Information shown >>
PR #19670, opened 2025-11-12
feat: add --p2p-secret-key-hex which is similiar nodekeyhex in geth

cuiweixie:


crates/node/core/src/args/network.rs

What is being asked >>
Repeat every line of the data, exactly and in full.

Response for this exercise >>
PR #19670, opened 2025-11-12
feat: add --p2p-secret-key-hex which is similiar nodekeyhex in geth

cuiweixie:


crates/node/core/src/args/network.rs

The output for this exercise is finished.